Best Practices for Online Portfolios
If a picture is worth a thousand words, an online portfolio is worth a thousand resumes.
Whether you're a graphic designer, web designer, photographer or any type of artist, you absolutely need to have an online portfolio. It's a great way to display your work and demonstrate your skill set to potential clients. You're more likely to get work when people can see what you can do. It's also great to have a portfolio online because people can find you with a simple Google search.
Unfortunately, a lot of designers have portfolios. Your portfolio must stand out and be unique to you. Here are the best practices that you should keep in mind when you create your online portfolio.
Let the Work Stand Out
Your work is the most important feature of your portfolio. The website just happens to be the platform that contains it. Make sure that the work stands out, not the website.
When it comes to your website, the simpler the better. Justin Maller's website has a black background with a white logo. It doesn't get simpler than that. The simplicity of his website makes his work stand out.
The colors in his work, especially the blue in his Jordan logo, pop out against the black background. When you look at Maller's portfolio your eyes are immediately drawn to his designs.
There are other ways to make your work stand out. Web designer Cihad Turhan displays his work by making it 3D. Turhan's design rotates as you move your cursor.

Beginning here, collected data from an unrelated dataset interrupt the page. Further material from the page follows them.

PR #19908, opened 2017-11-08
ui: flatten cluster summary sections

### LINKED ISSUE #19902: ui: cluster overview layout issue
The cluster overview uses `display: contents`, which only works on Chrome behind a flag.  Let's just get rid of that for now.

display-contents

couchand:
Because Chrome's support for display: contents is still behind a flag,
we can't rely on it to handle flattening the markup for the cluster
overview.  This is uglier than it would be otherwise, because we're not
on React 16 yet, so we can't just have each section's component return
the arrays of elements.

Fixes #19902.

### DIFF
--- a/pkg/ui/src/views/cluster/containers/clusterOverview/cluster.styl
+++ b/pkg/ui/src/views/cluster/containers/clusterOverview/cluster.styl
@@ -22,65 +22,62 @@
     grid-template-rows repeat(3, auto)
     grid-template-areas "cap-t cap-t . live-t live-t live-t . rep-t rep-t rep-t ." "cap-m cap-c . live-a live-b live-c . rep-a rep-b rep-c ." "cap-a cap-a . live-1 live-2 live-3 . rep-1 rep-2 rep-3 ."
 
-    &__section
-      display contents
+    .capacity-usage
+      &.cluster-summary__title
+          grid-area cap-t
 
-      &.capacity-usage
-        .cluster-summary__title
-            grid-area cap-t
+      &.cluster-summary__chart
+          grid-area cap-c
 
-        .cluster-summary__chart
-            grid-area cap-c
+      &.cluster-summary__metric
+          grid-area cap-m
 
-        .cluster-summary__metric
-            grid-area cap-m
+      &.cluster-summary__aside
+          grid-area cap-a
 
-        .cluster-summary__aside
-            grid-area cap-a
+    .node-liveness
+      &.cluster-summary__title
+          grid-area live-t
 
-      &.node-liveness
-        .cluster-summary__title
-            grid-area live-t
+      &.cluster-summary__metric.live-nodes
+          grid-area live-a
 
-        .cluster-summary__metric.live-nodes
-            grid-area live-a
+      &.cluster-summary__metric.suspect-nodes
+          grid-area live-b
 
-        .cluster-summary__metric.suspect-nodes
-            grid-area live-b
+      &.cluster-summary__metric.dead-nodes
+          grid-area live-c
 
-        .cluster-summary__metric.dead-nodes
-            grid-area live-c
+      &.cluster-summary__label.live-nodes
+          grid-area live-1
 
-        .cluster-summary__label.live-nodes
-            grid-area live-1
+      &.cluster-summary__label.suspect-nodes
+          grid-area live-2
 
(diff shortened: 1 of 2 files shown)


tschottdorf:
Can't speak to the code changes, but this fixes it:

image

though I'm not sure I find that bar very intuitive.

couchand:
Glad to hear the layout issue is fixed.  Looking at it again, I think you're right, it's odd that the total capacity (which is the size of the grey bar) doesn't actually appear anywhere explicit.  I'll make a note over on #19512 about that.

vilterp:
:lgtm: with a small style comment

---

Reviewed 2 of 2 files at r1.

---

*[pkg/ui/src/views/cluster/containers/clusterOverview/index.tsx, line 139 at r1](https://reviewable.io:443/reviews/cockroachdb/cockroach/19908#-KySoIFa0IzZFF4R-iaG:-KySoIFb95kS5DHpQ13q:boich68) ([raw file](https://github.com/cockroachdb/cockroach/blob/f7dd6749462df8dec5a2b98488bc7a2ceba17863/pkg/ui/src/views/cluster/containers/clusterOverview/index.tsx#L139)):*
> ```XML
>     ];
>     return <section className="cluster-summary" children={children} />;
>   }
> ```

Passing children as a prop seems un-idiomatic. Would prefer

```js
<section className="cluster-summary">
  {renderCapacityUsage(this.props.capacityUsage)}
  {renderNodeLiveness(this.props.nodeLiveness)}
  {renderReplicationStatus(this.props.replicationStatus)}
</section>
```

---


*Comments from [Reviewable](https://reviewable.io:443/reviews/cockroachdb/cockroach/19908#-:-KySoegelwuwlqCiTLy6:bxarigd)*

couchand:
> Hah, now i'm really turned off by the idea of the grid if we have to flatten the DOM like this. 

I was worried you'd say that.  Yeah, it's ugly.  I agree it's annoying to have to have the DOM flat (that's why `display: contents` exists, after all, it's just still in WD stage).

> You can check this in to fix what i'm assuming is a total breakage, but it should really be revisited.

I'll go ahead and merge this to fix the total breakage for `supports(grid) - supports(contents)`, a set which includes Chrome (without the experimental features flag) and Safari, but you're right we shouldn't leave it there.

> For example, can you nest grids? Like, can you place the three sections using a grid, then within each section use a grid to align the elements in the section?

Not currently.  That's a possible extension of the spec they've done some work on, but not currently supported anywhere, and it doesn't look like it's coming any time soon.  As it is, if you nest grids they each get independent sizings, so there's no good way to make things line up across the subgrids.

I've been putting thought into how to make this work, and I think you're right that it involves something more like the first implementation with nested flexboxen.  Flex does the horizontal layout, and the vertical alignment is just done by assigning explicit pixel heights and offsets to everything.

The thing that makes the grid really compelling for something like this is media queries: we can redefine the named areas for different sizes of viewports to layout the same content in appropriate ways, and it only requires one rule for each media query (the `grid-template-areas` rule).  BTW, that `grid-template-areas` rule would look much nicer if stylus allowed the values to run over multiple lines (maybe you can?  I find the documentation there very lacking).

---

---

*[pkg/ui/src/views/cluster/containers/clusterOverview/index.tsx, line 139 at r1](https://reviewable.io:443/reviews/cockroachdb/cockroach/19908#-KySoIFa0IzZFF4R-iaG:-KyTBga68ohXOO_0HRxW:bl6k3lj) ([raw file](https://github.com/cockroachdb/cockroach/blob/f7dd6749462df8dec5a2b98488bc7a2ceba17863/pkg/ui/src/views/cluster/containers/clusterOverview/index.tsx#L139)):*

Passing children as a prop seems un-idiomatic. Would prefer

```js
<section className="cluster-summary">
  {renderCapacityUsage(this.props.capacityUsage)}
  {renderNodeLiveness(this.props.nodeLiveness)}
  {renderReplicationStatus(this.props.replicationStatus)}
</section>
```
</blockquote></details>

The problem with that is React then wants you to add a key prop to ever child, which IMO is uglier.  Children are passed as a prop regardless of if you use the sugar for it.

That being said, this will go back to components per the discussion with @mrtracy.

---


*Comments from [Reviewable](https://reviewable.io:443/reviews/cockroachdb/cockroach/19908#-:-KyTC3gOTxxj7oR223Qo:b22ai7o)*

This immediately draws your attention to the design. Turhan's portfolio stands out because it's interactive.
If someone is visiting your website, chances are strong that they're looking for something specific. They want to see if you are capable of performing a certain task at a high level. They're also looking to see what your specialties are. Create categories in your portfolio to classify your work in an organized manner, like Mark DeLong does in his portfolio:
Mark Delong has a lot of great content in his portfolio. Delong separates these photos in different categories to show employers the difference between each type of picture. A lifestyle picture might be shot differently than a commercial photo. The categories are specific, so potential employers can easily find what they're looking for. An executive at a beauty magazine, for example, can easily find content they want.
Although the designs on your portfolio can be different, you should create a consistent theme to present each design. You have a lot of work that you want to show off. If you don't organize it then your website will look like a mess, and this will turn off a lot of clients. Establish a pattern that keeps everything organized and appealing.
When you go to My Poor Brain's portfolio, you'll notice many different categories. However, everything follows the same pattern of rectangle images with rounded corners: It's organized. You can easily navigate down the page and distinguish one design from the next.
Share the Backstory
A key aspect to design is the ability to tell a story. This is essential to most clients, so you want to make sure the designs in your portfolio tell a story.
Although the design itself should tell the story, it might be out of context on your website. For each design you should give the backstory. Why did you create the design? Who was the design for? What was your inspiration? How successful was the design? These are all questions that you should answer in the description for each design.
Not only does Charlotte Tang have a great-looking website, but she gives an informative description with each design. They include a link to the website so you can see what it looks like. You can also get a feel for the user experience. These are all things that clients want to see before they hire you.
Crisp typography will pop out on your website. It shows your taste in design and adds a unique element to your portfolio. Typography is an art form all by itself.
The typography that you choose is an extension of the work that you're displaying on your website. In the example above, Mahedine's logo is bold, sophisticated and elegant. These are all personality traits that he wants to communicate to clients.
The rest of his portfolio matches the tone that he sets with his logo and font. Create a logo that tells potential employers what kind of person you are, because your personality is as much of a selling point as your work.
Your Portfolio Is Your Art
Your portfolio should be an extension of your creativity. Follow these best practices and make your portfolio unique to your personality and work!